» Problem: Every entry that follows should be reproduced exactly.

----

PR #1666, opened 2020-11-24
Fixed issue #16853: Inconsistent filter behaviour when create token

Shnoulle:
Dev: remove flattenText in controller
Dev: usage of filter_var on attribute for all user (admin or not)

### DIFF
--- a/application/controllers/admin/tokens.php
+++ b/application/controllers/admin/tokens.php
@@ -436,7 +436,7 @@ class tokens extends Survey_Common_Action
             $aCoreTokenFields = array('firstname', 'lastname', 'emailstatus', 'token', 'language', 'sent', 'remindersent', 'remindercount', 'completed', 'usesleft');
             foreach ($aCoreTokenFields as $sCoreTokenField) {
                 if (trim(Yii::app()->request->getPost($sCoreTokenField, 'lskeep')) != 'lskeep') {
-                    $value = flattenText(Yii::app()->request->getPost($sCoreTokenField));
+                    $value = App()->request->getPost($sCoreTokenField);
                     if ($sCoreTokenField == 'language' && empty($value)) {
                         continue;
                     }
@@ -451,7 +451,7 @@ class tokens extends Survey_Common_Action
             $attrfieldnames = GetParticipantAttributes($iSurveyId);
             foreach ($attrfieldnames as $attr_name => $desc) {
                 if (trim(Yii::app()->request->getPost($attr_name, 'lskeep')) != 'lskeep') {
-                    $value = flattenText(Yii::app()->request->getPost($attr_name));
+                    $value = App()->request->getPost($attr_name);
                     if ($desc['mandatory'] == 'Y' && trim($value) == '') {
                         $aResults['global']['result'] = false;
                         $aResults['global']['message'] = sprintf(gT('%s cannot be left empty'), $desc['description']);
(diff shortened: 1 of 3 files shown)


application/models/Token.php
```diff
@@ -366,7 +383,11 @@ public function rules()
             array('emailstatus', 'default', 'value' => 'OK'),
         );
         foreach (decodeTokenAttributes($this->survey->attributedescriptions) as $key => $info) {
-                $aRules[] = array($key, 'LSYii_Validators', 'except'=>'FinalSubmit');
+            $aRules[] = array(
+                $key, 'filter',
+                'filter' => array(self::class, 'sanitizeAttribute'),
+                'except'=>'FinalSubmit'
```
Shnoulle, line 389: I muts add `'except'=>'FinalSubmit'` for firstname or lastname too ? It's a sanitizer, not a checker.

application/models/Token.php
```diff
@@ -263,6 +263,15 @@ public static function sanitizeToken($token)
...
     }
 
+    /**
+     * Sanitize string for any attribute
+     * @param string $attribute to sanitize
+     * @return string sanitized attribute
+     */
+    public static function sanitizeAttribute($attribute)
+    {
+        return filter_var($attribute, FILTER_SANITIZE_STRING);
```
Shnoulle, line 273: With a checker (is valid) `return filter_var($attribute, FILTER_SANITIZE_STRING) == $attribute` maybe bettre : don't update, just send a error and disable save.
But : unsure admin GUI was ready, same with import …

Shnoulle:
See https://bugs.limesurvey.org/view.php?id=16884 :)

application/controllers/admin/tokens.php
```diff
@@ -541,17 +541,17 @@ public function editToken($iSurveyId)
 
             echo $from . ',' . $until;
             $aData = array(
-                'firstname' => flattenText(Yii::app()->request->getPost('firstname')),
```
olleharstedt, line 544: Why is flattenText removed?

Shnoulle: Because it was ONLY for admin … via GUI : not for

- register
- remote control

for example.

Question : did you read the mantis issue ?

Shnoulle: With this one we flatten for all action (using model …) `return filter_var($attribute, FILTER_SANITIZE_STRING);` not **only** for admin … user via GUI

Shnoulle: See related : https://bugs.limesurvey.org/view.php?id=16884 …

Shnoulle: CPDB allow tag too

olleharstedt: OK :)

Shnoulle: Can resolve ?

application/models/Token.php
Shnoulle: Check : admin GUI not ready …

olleharstedt:
Did anyone test this?

Shnoulle:
Me …

olleharstedt:
The dev should not test his/her own code. :)

olleharstedt:
At least not only the dev. :d

Shnoulle:
;)

Here : see the original issue one the [«way to reproduce»](https://bugs.limesurvey.org/view.php?id=16853). But need 3 seperate test (minimum 3)

But this fix fix https://bugs.limesurvey.org/view.php?id=16884 too …

c-schmitz:
Denix, can you port this also to master and develop, please?

Shnoulle:
Done on both

olleharstedt:
Seems like this fix is incorrectly escaping `'` (apostrophe) in participant names.

olleharstedt:
Possible fix here: https://github.com/LimeSurvey/LimeSurvey/commit/b4953e4a4c15db37fca875c3b21c59a6eaf31156

Shnoulle:
Thank you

----

» Written reply:
PR #1666, opened 2020-11-24
Fixed issue #16853: Inconsistent filter behaviour when create token

Shnoulle:
Dev: remove flattenText in controller
Dev: usage of filter_var on attribute for all user (admin or not)

### DIFF
--- a/application/controllers/admin/tokens.php
+++ b/application/controllers/admin/tokens.php
@@ -436,7 +436,7 @@ class tokens extends Survey_Common_Action
             $aCoreTokenFields = array('firstname', 'lastname', 'emailstatus', 'token', 'language', 'sent', 'remindersent', 'remindercount', 'completed', 'usesleft');
             foreach ($aCoreTokenFields as $sCoreTokenField) {
                 if (trim(Yii::app()->request->getPost($sCoreTokenField, 'lskeep')) != 'lskeep') {
-                    $value = flattenText(Yii::app()->request->getPost($sCoreTokenField));
+                    $value = App()->request->getPost($sCoreTokenField);
                     if ($sCoreTokenField == 'language' && empty($value)) {
                         continue;
                     }
@@ -451,7 +451,7 @@ class tokens extends Survey_Common_Action
             $attrfieldnames = GetParticipantAttributes($iSurveyId);
             foreach ($attrfieldnames as $attr_name => $desc) {
                 if (trim(Yii::app()->request->getPost($attr_name, 'lskeep')) != 'lskeep') {
-                    $value = flattenText(Yii::app()->request->getPost($attr_name));
+                    $value = App()->request->getPost($attr_name);
                     if ($desc['mandatory'] == 'Y' && trim($value) == '') {
                         $aResults['global']['result'] = false;
                         $aResults['global']['message'] = sprintf(gT('%s cannot be left empty'), $desc['description']);
(diff shortened: 1 of 3 files shown)


application/models/Token.php
```diff
@@ -366,7 +383,11 @@ public function rules()
             array('emailstatus', 'default', 'value' => 'OK'),
         );
         foreach (decodeTokenAttributes($this->survey->attributedescriptions) as $key => $info) {
-                $aRules[] = array($key, 'LSYii_Validators', 'except'=>'FinalSubmit');
+            $aRules[] = array(
+                $key, 'filter',
+                'filter' => array(self::class, 'sanitizeAttribute'),
+                'except'=>'FinalSubmit'
```
Shnoulle, line 389: I muts add `'except'=>'FinalSubmit'` for firstname or lastname too ? It's a sanitizer, not a checker.

application/models/Token.php
```diff
@@ -263,6 +263,15 @@ public static function sanitizeToken($token)
...
     }
 
+    /**
+     * Sanitize string for any attribute
+     * @param string $attribute to sanitize
+     * @return string sanitized attribute
+     */
+    public static function sanitizeAttribute($attribute)
+    {
+        return filter_var($attribute, FILTER_SANITIZE_STRING);
```
Shnoulle, line 273: With a checker (is valid) `return filter_var($attribute, FILTER_SANITIZE_STRING) == $attribute` maybe bettre : don't update, just send a error and disable save.
But : unsure admin GUI was ready, same with import …

Shnoulle:
See https://bugs.limesurvey.org/view.php?id=16884 :)

application/controllers/admin/tokens.php
```diff
@@ -541,17 +541,17 @@ public function editToken($iSurveyId)
 
             echo $from . ',' . $until;
             $aData = array(
-                'firstname' => flattenText(Yii::app()->request->getPost('firstname')),
```
olleharstedt, line 544: Why is flattenText removed?

Shnoulle: Because it was ONLY for admin … via GUI : not for

- register
- remote control

for example.

Question : did you read the mantis issue ?

Shnoulle: With this one we flatten for all action (using model …) `return filter_var($attribute, FILTER_SANITIZE_STRING);` not **only** for admin … user via GUI

Shnoulle: See related : https://bugs.limesurvey.org/view.php?id=16884 …

Shnoulle: CPDB allow tag too

olleharstedt: OK :)

Shnoulle: Can resolve ?

application/models/Token.php
Shnoulle: Check : admin GUI not ready …

olleharstedt:
Did anyone test this?

Shnoulle:
Me …

olleharstedt:
The dev should not test his/her own code. :)

olleharstedt:
At least not only the dev. :d

Shnoulle:
;)

Here : see the original issue one the [«way to reproduce»](https://bugs.limesurvey.org/view.php?id=16853). But need 3 seperate test (minimum 3)

But this fix fix https://bugs.limesurvey.org/view.php?id=16884 too …

c-schmitz:
Denix, can you port this also to master and develop, please?

Shnoulle:
Done on both

olleharstedt:
Seems like this fix is incorrectly escaping `'` (apostrophe) in participant names.

olleharstedt:
Possible fix here: https://github.com/LimeSurvey/LimeSurvey/commit/b4953e4a4c15db37fca875c3b21c59a6eaf31156

Shnoulle:
Thank you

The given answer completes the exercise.